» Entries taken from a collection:
• • •

PR #282, opened 2024-10-18
[WIP] annotation wrapper class

schuellerf:
Just an alternative implementation of #280 
I don't really like the approach to have `.value` all over the place. Let's see which approach is more suitable for a future usage
This PR is just one squashed commit until we decide on which we continue.

### DIFF
--- a/.spellcheck.yml
+++ b/.spellcheck.yml
@@ -8,7 +8,7 @@ matrix:
       camel-case: true
       mode: markdown
     sources:
-      - "**/*.md|!venv/**"
+      - "**/*.md|!venv*/**"
     dictionary:
       wordlists:
         - .spellcheck-en-custom.txt
--- a/src/otk/annotation.py
+++ b/src/otk/annotation.py
@@ -1,0 +1,249 @@
+import copy
+import os
+import pathlib
+from typing import Any, Optional, TypeVar, Generic, Union
+
+# import yaml
+# from yaml._yaml import SequenceNode, ScalarNode, MappingNode
+# from yaml.resolver import BaseResolver
+
+AnnotatedNodeT = TypeVar('AnnotatedNodeT')
+
+
+class AnnotatedNode(Generic[AnnotatedNodeT]):
+
+    # to be able to print relative paths
+    _basedirs = [os.path.curdir]
+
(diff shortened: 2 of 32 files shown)


mvo5 (commented):
Thank you for this. I have some inline comments but my high level feedback would be:

A lot of what I write below is gut feeling, I don't like making suggestions based on this without some further experimentation but in the interest of time I will. I probably miss stuff (or am flat out wrong) but I *hope* the suggestions/ideas are useful.

I am not a fan of Annotated{Src,Bool,Int,Dict,...} in general, this is true for this approach and for https://github.com/osbuild/otk/pull/280. I am worried about the complexity and how we need to overload magic methods and then we have a __getitem__ on a bool etc). 

*But* I do like the idea of AnnotatedNode (or OtkNode) and AnnoatedNote.value because it gives access to the real thing and all operations will work as expected on ".value" plus the inconvenience of having to do "node.value" is actually useful as it hints the user of the API that AnnotatedNode is not the thing to work with but just a wrapper that carries the value and extra data.

I would love to experiment with something slightly smaller:
1. Just have "AnnotatedNode" with the minimal needed interface, probably hash/eq.  And AnnotatedNode takes a value and (optionally an exiting AnnotatedNode from which it will inherit the annotation history)
2. The API of AnnoatedNode would be just `.value` and `.src` with `src` a dataclass that carries a list of filename,line for now (and the two magic methods so that Nodes can be put into a dict and compared)
3. when we need to check the type (like in transform.py:resolve() we use `isinstance(data.value, dict)` 
4. we will most likely need convenience OtkDict, OtkList or navigation the tree will be extremly painful, they just need to provide: `def __getitem__(self, item): return self.value.__getitem__` and we should construct them only in the yaml loader for list/mapping (or explicitely in transform.py)

I did a little bit of experimenting in https://github.com/osbuild/otk/compare/main...mvo5:annotations-3?expand=1 - its extremly messy and incomplete but I would love to see this explored a bit more. If that works out I think it's preferable over the subclass approvch in https://github.com/osbuild/otk/pull/280 but if we really need classes for all python types here too I think the subclass one is better (but I hope we won't)

Sorry for this slightly messy review and my rambling, hope it's helpful still

PR #283, opened 2024-10-18
otk/command: fix racecondition in tests

schuellerf:
Sometimes in my local IDE testing, the lazy close
of the dst file, leads to the test failing because it's not (yet) seeing the result.
So we'll close it, when done.

### DIFF
--- a/src/otk/command.py
+++ b/src/otk/command.py
@@ -77,6 +77,8 @@ def _process(arguments: argparse.Namespace, dry_run: bool) -> int:
     # and then output by writing to the output
     if not dry_run:
         dst.write(doc.as_target_string())
+        if arguments.output is not None:
+            dst.close()
 
     return 0
 


supakeen (commented):
Which test is failing specifically? At face value this doesn't seem to be a race condition as we don't multithread and we don't have an event loop and the next line after the line you added reduces the reference count to zero by returning from the function (which generally implies immediate closing on CPython IIRC).

schuellerf:
essentially all that immediately read the file afterwards.
It's the same process ;) just a lingering / non-flushed FD in this case
https://github.com/osbuild/otk/blob/main/test/test_example.py#L22

schuellerf:
yes, I also though about just flushing - but we `open()` in that function so essentially a "deferred close" is good here.
for the `else` (that is missing in this PR) we could definitively flush stdout - that would make sense although I didn't see a test failing on that

supakeen:
I'm fine with closing the file object at the end of the function explicitly.

However I'm really confused about this, the file object should've been closed as soon as its refcount reaches zero which is when the function returns; the test executes `compile`, which executes `_process` both of which have fully returned by the time you're reading.

Can you share the traceback?

schuellerf:
There is no real traceback - the file is just empty when reading and the json parser dies.
I can send you the error afterwards - but it's just an empty file 😅
The problem is, the test opens the file again on it's own (https://github.com/osbuild/otk/blob/main/test/test_example.py#L22) when the fist FD apparently is not yet closed or flushed

supakeen:
Maybe; let's merge this to deal with the weirdness you are seeing.

supakeen (approved):

schuellerf:
Final note: this behavior only happens when running in a debugger which seems to be changing the behavior of the garbage collector.
But still it's handy to be able to run the tests from within a debugger, so thanks for merging!

src/otk/command.py
```diff
@@ -77,6 +77,8 @@ def _process(arguments: argparse.Namespace, dry_run: bool) -> int:
     # and then output by writing to the output
     if not dry_run:
         dst.write(doc.as_target_string())
+        if arguments.output is not None:
```
mvo5, line 80: Maybe it would be preferable to use `dst.flush()` here so that sys.stdout gets the same handling as files? Presumably it's the same underlying problem?

PR #287, opened 2024-11-14
example: get fedora from upstream

supakeen:
We've created an [upstream](https://pagure.io/fedora-omnifests) repository which shows a very different layout from what we've used so far. Let's submodule it in here.

It will need to get updated every now and then, we could maybe do that through CI in the future. I've filed [an issue](https://github.com/osbuild/otk/issues/288) for that.


supakeen:
It would be fine to drop the `example/fedora` repository and have it under a README as well but I'm about even about either way. The second point is true and I'll update that.

PR #331, opened 2022-01-16
Fix Python 3.10 incompatibilities

rayg-ssec:
A number of python 3.10 gotchas including library location changes, type markup, Qt call signature types, float vs integer division prevent SIFT from starting up when using python 3.10.

### DIFF
--- a/doc/source/conf.py
+++ b/doc/source/conf.py
@@ -54,6 +54,23 @@ autodoc_mock_imports = [
 seqdiag_fontpath = os.path.abspath('./source/fonts/DejaVuSerif.ttf')
 
 
+def _skip_pyqtsignal_doc(app, what, name, obj, skip, options):
+    # see https://www.sphinx-doc.org/en/master/usage/extensions/autodoc.html#event-autodoc-skip-member
+    if what == "class" and "pyqtSignal" in obj.__class__.__name__:
+        return True
+    # fallback to other handlers or autodoc default
+    return None
+
+
+def setup(app):
+    """Global setup function for sphinx documentation.
+
+    Connect to autodoc event so invalid pyqtSignal docs can be skipped.
+
+    """
+    app.connect('autodoc-skip-member', _skip_pyqtsignal_doc)
+
+
 # Add any paths that contain templates here, relative to this directory.
 templates_path = ['_templates']
 
@@ -228,25 +245,25 @@ htmlhelp_basename = 'SIFTdoc'
 # -- Options for LaTeX output ---------------------------------------------
 
 latex_elements = {
-# The paper size ('letterpaper' or 'a4paper').
-#'papersize': 'letterpaper',
+    # The paper size ('letterpaper' or 'a4paper').
+    #'papersize': 'letterpaper',
 
-# The font size ('10pt', '11pt' or '12pt').
-#'pointsize': '10pt',
+    # The font size ('10pt', '11pt' or '12pt').
+    #'pointsize': '10pt',
 
-# Additional stuff for the LaTeX preamble.
-#'preamble': '',
+    # Additional stuff for the LaTeX preamble.
+    #'preamble': '',
 
-# Latex figure (float) alignment
-#'figure_align': 'htbp',
+    # Latex figure (float) alignment
+    #'figure_align': 'htbp',
 }
 
 # Grouping the document tree into LaTeX files. List of tuples
 # (source start file, target name, title,
 #  author, documentclass [howto, manual, or own class]).
 latex_documents = [
-  (master_doc, 'SIFT.tex', 'SIFT Documentation',
-   'SIFT Developers', 'manual'),
+    (master_doc, 'SIFT.tex', 'SIFT Documentation',
+     'SIFT Developers', 'manual'),
 ]
 
 # The name of an image file (relative to this directory) to place at the top of
@@ -289,9 +306,9 @@ man_pages = [
 # (source start file, target name, title, author,
 #  dir menu entry, description, category)
 texinfo_documents = [
-  (master_doc, 'SIFT', 'SIFT Documentation',
-   author, 'SIFT', 'One line description of project.',
-   'Miscellaneous'),
+    (master_doc, 'SIFT', 'SIFT Documentation',
+     author, 'SIFT', 'One line description of project.',
+     'Miscellaneous'),
 ]
 
 # Documents to append as an appendix to all manuals.
--- a/.github/workflows/ci.yaml
+++ b/.github/workflows/ci.yaml
@@ -43,7 +43,7 @@ jobs:
         with:
           miniforge-variant: Mambaforge
           miniforge-version: latest
-          python-version: 3.9
+          python-version: 3.10
           use-mamba: true
           environment-file: continuous_integration/environment.yaml
           activate-environment: test-environment
--- a/.github/workflows/ci.yaml
+++ b/.github/workflows/ci.yaml
@@ -43,6 +43,7 @@ jobs:
         with:
           miniforge-variant: Mambaforge
           miniforge-version: latest
+          python-version: 3.9
           use-mamba: true
           environment-file: continuous_integration/environment.yaml
           activate-environment: test-environment
@@ -109,6 +110,7 @@ jobs:
           miniforge-variant: Mambaforge
           miniforge-version: latest
           use-mamba: true
+          python-version: ${{ matrix.python-version }}
           environment-file: continuous_integration/environment.yaml
           activate-environment: test-environment
 
--- a/.github/workflows/ci.yaml
+++ b/.github/workflows/ci.yaml
@@ -43,7 +43,7 @@ jobs:
         with:
           miniforge-variant: Mambaforge
           miniforge-version: latest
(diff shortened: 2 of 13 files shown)


djhoese:
Looks like the website build errors are not caused by your changes:

>  docstring of uwsift.queue.TaskQueue.didMakeProgress:13:Inline emphasis start-string without end-string.

The regular test failures do seem related at least a little bit. Looks like pyqt was updated on conda-forge 2 months ago. Some/most of these errors could be a change in PyQt API which seems dumb (like `setAlignment` not taking the `Alignment` enum).

I don't see any issues on the pyqt feedstock about these issues so my assumption is that they are expected.

djhoese:
For the record, here's what changed when I updated my environment (previous environment completely passed):

```
  sphinx                                         3.0.3-py_0 --> 4.4.0-pyh6c4a22f_1
  sphinxcontrib-htm~                             1.0.3-py_0 --> 2.0.0-pyhd8ed1ab_0
  sphinxcontrib-ser~                             1.1.4-py_0 --> 1.1.5-pyhd8ed1ab_1
```

But it didn't update pyqt/qt. this is a Python 3.7 environment so it must not be getting updates any more from conda-forge.

djhoese:
And Python 3.9 environment when updating a few deps:

```
  pyproj                               3.1.0-py39ha9a7ae0_3 --> 3.3.0-py39hab5ddba_1
  pyqt                                5.12.3-py39hf3d152e_7 --> 5.12.3-py39hf3d152e_8
  pyqt-impl                           5.12.3-py39h0fcd23e_7 --> 5.12.3-py39hde8b62d_8
  pyqt5-sip                          4.19.18-py39he80948d_7 --> 4.19.18-py39he80948d_8
  pyqtchart                             5.12-py39h0fcd23e_7 --> 5.12-py39h0fcd23e_8
  pyqtwebengine                       5.12.1-py39h0fcd23e_7 --> 5.12.1-py39h0fcd23e_8
  pysocks                              1.7.1-py39hf3d152e_3 --> 1.7.1-py39hf3d152e_4
  python                           3.9.6-h49503c6_1_cpython --> 3.9.10-h85951f9_1_cpython
  pytz                                  2021.1-pyhd8ed1ab_0 --> 2021.3-pyhd8ed1ab_0
  pywavelets                           1.1.1-py39hce5d2b2_3 --> 1.2.0-py39hce5d2b2_1
  qt                                      5.12.9-hda022c4_4 --> 5.12.9-ha98a1a1_5
  rasterio                             1.2.6-py39hbc4e497_2 --> 1.2.10-py39h0401cea_4
  requests                              2.26.0-pyhd8ed1ab_0 --> 2.27.1-pyhd8ed1ab_0
  setuptools                          49.6.0-py39hf3d152e_3 --> 60.6.0-py39hf3d152e_0
  shapely                              1.7.1-py39ha61afbd_5 --> 1.8.0-py39ha65c37e_5
  snowballstemmer                        2.1.0-pyhd8ed1ab_0 --> 2.2.0-pyhd8ed1ab_0
  sphinx                                 4.1.2-pyh6c4a22f_1 --> 4.4.0-pyh6c4a22f_1
  sphinxcontrib-ser~                     1.1.5-pyhd8ed1ab_0 --> 1.1.5-pyhd8ed1ab_1
```

Both documentation and tests pass fine on my machine. Let's try an empty commit and see how tests do. I'd like them to pass on the existing 3.9 environment in CI before updating to 3.10.

djhoese:
So I wasn't able to reproduce the issue locally, but then I realized that the conda packages being installed on CI were for Python 3.10. The conda environment was never being told what version of python to use so it was using the latest (Python 3.10), even though we thought we were testing 3.7 and 3.9. I'm updated the CI so it should be using 3.9 now. If that passes I will then build a local 3.10 environment and try to reproduce the issues we were seeing here in CI. I will then also update CI to run Python 3.7 and 3.10.

djhoese:
Ok, this looks better. The failing test is expected as the current version of numba does not support the newest version of numpy and fails to import when it checks for that.

djhoese:
@rayg-ssec So I think I've fixed everything now. The unstable test environment (last parameter is `true`) will remain failing until a new version of numba is released. I'm not sure of a good way around that.

As for the PyQt5 issues, I've described the issue in this vispy issue here:

https://github.com/vispy/vispy/issues/2212#issuecomment-1026993206

Bottom line is this seems to be a PyQt5 bug that, based on changelog entries, has been fixed in at least PyQt6. The URL for the changelog for PyQt5 is broken so I can't be sure if later versions of PyQt5 will have this fixed. It is not an issue with all `setAlignment` functions, only the `QGroupBox` from what I can tell. In Python 3.10, low-level implicit integer conversion is no longer done. In PyQt5 the AlignmentFlag object can be converted to an integer just fine, but the Alignment object resulting from `|`'ing of the AlignmentFlag objects does not appear to be able to handle this. The simplest workaround is to modify pyuic5 generated python files with an `int` wrapping the flag usage in `setAlignment` *only* for `QGroupBox` widgets.

doc/source/conf.py
```diff
@@ -54,6 +54,23 @@
...
+    if what == "class" and "pyqtSignal" in obj.__class__.__name__:
+        return True
+    # fallback to other handlers or autodoc default
+    return None
+
+
+def setup(app):
+    """Global setup function for sphinx documentation.
+
+    Connect to autodoc event so invalid pyqtSignal docs can be skipped.
```
estan, line 68: We ran across this in our project as well, and found your workaround here.

But I'm curious, what is it in `pyqtSignal`'s docstring that is invalid? I'm staring at it, comparing it to e.g. that for `pyqtSlot`, but I can't see what's special about it :p

djhoese: Oh, it's been a while and I don't quite remember exactly. I think on certain versions of Python and certain versions of PyQt, the pyqtSignal's `__doc__` property was set to something weird or caused a segfault or something when it was read. We, as users of pyqtsignal, can't set the docstring through normal means as far as I know so this was necessary. We could make a PR and try removing this skip logic and see what happens. Let me try it locally first...

estan: Ah, but I confirmed that your workaround works for us. We ran into the problem on Python 3.10, using 5.15.2.

But I'm print the `__doc__` of `pyqtSignal`, and I can't see the reason why sphinx is complaining:

```
(env) orexplore@vidar-m7:~$ python3 -c 'from PyQt5.QtCore import pyqtSignal; print(pyqtSignal.__doc__)'
pyqtSignal(*types, name: str = ..., revision: int = ..., arguments: Sequence = ...) -> PYQT_SIGNAL

types is normally a sequence of individual types.  Each type is either a
type object or a string that is the name of a C++ type.  Alternatively
each type could itself be a sequence of types each describing a different
overloaded signal.
name is the optional C++ name of the signal.  If it is not specified then
the name of the class attribute that is bound to the signal is used.
revision is the optional revision of the signal that is exported to QML.
If it is not specified then 0 is used.
arguments is the optional sequence of the names of the signal's arguments.

(env) orexplore@vidar-m7:~$
```

djhoese: Ok, got it. So this was added because when sphinx docs are generated it produces a ton of these warnings for each pyqtsignal:

```
docstring of uwsift.queue.TaskQueue.didMakeProgress:13: WARNING: Inline emphasis start-string without end-string.
```

This is what the docstring for all pyqtsignals looks like:

```python
In [6]: Document.didAddBasicLayer.__doc__
Out[6]: "pyqtSignal(*types, name: str = ..., revision: int = ..., arguments: Sequence = ...) -> PYQT_SIGNAL\n\ntypes is normally a sequence of individual types.  Each type is either a\ntype object or a string that is the name of a C++ type.  Alternatively\neach type could itself be a sequence of types each describing a different\noverloaded signal.\nname is the optional C++ name of the signal.  If it is not specified then\nthe name of the class attribute that is bound to the signal is used.\nrevision is the optional revision of the signal that is exported to QML.\nIf it is not specified then 0 is used.\narguments is the optional sequence of the names of the signal's arguments.\n"
```

I don't like generating sphinx docs that contain warnings so I typically add `-W` to make it fail when it encounters warnings.

I just saw your new comment...one sec...

djhoese: It is the `*` in `*types` that in RST starts a bolded text, but it is never enclosed.

I chose this simple workaround rather than forcing myself to modify ever pyqtsignal object and all future signals. I was hoping for something easier or better, but couldn't come up with it at the time.

estan: Alright, yea I was just wondering why we're seeing this for pyqtSignal and not pyqtSlot, which we're also using and which also has an asterisk there.

estan: (same here we treat warnings as errors and that's how we discovered the issue. It only appears on Python 3.10, not on 3.8 which we also test)

estan: I'll doublecheck what the docstring looks like for our pyqtSlot-decorated functions, perhaps the pyqtSlot docstring doesn't propagate the same way the pyqtSignal one does.

djhoese: That or wrap it in double backticks to represent a literal.

PR #335, opened 2022-05-13
Merge features, fixes, and rewrites performed by EUMETSAT

djhoese:
This is a giant PR that merges everything from the EUMETSAT upstream `master` branch. This is 2+ years of work I think. The merge conflicts were pretty simple, but overall this is a lot of files.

• • •

Above are the records; print exactly the lines from the line with "djhoese: It is" to the line with "estan: Alright, yea", including both, and nothing else.

» COMPLETED EXERCISE:
djhoese: It is the `*` in `*types` that in RST starts a bolded text, but it is never enclosed.

I chose this simple workaround rather than forcing myself to modify ever pyqtsignal object and all future signals. I was hoping for something easier or better, but couldn't come up with it at the time.

estan: Alright, yea I was just wondering why we're seeing this for pyqtSignal and not pyqtSlot, which we're also using and which also has an asterisk there.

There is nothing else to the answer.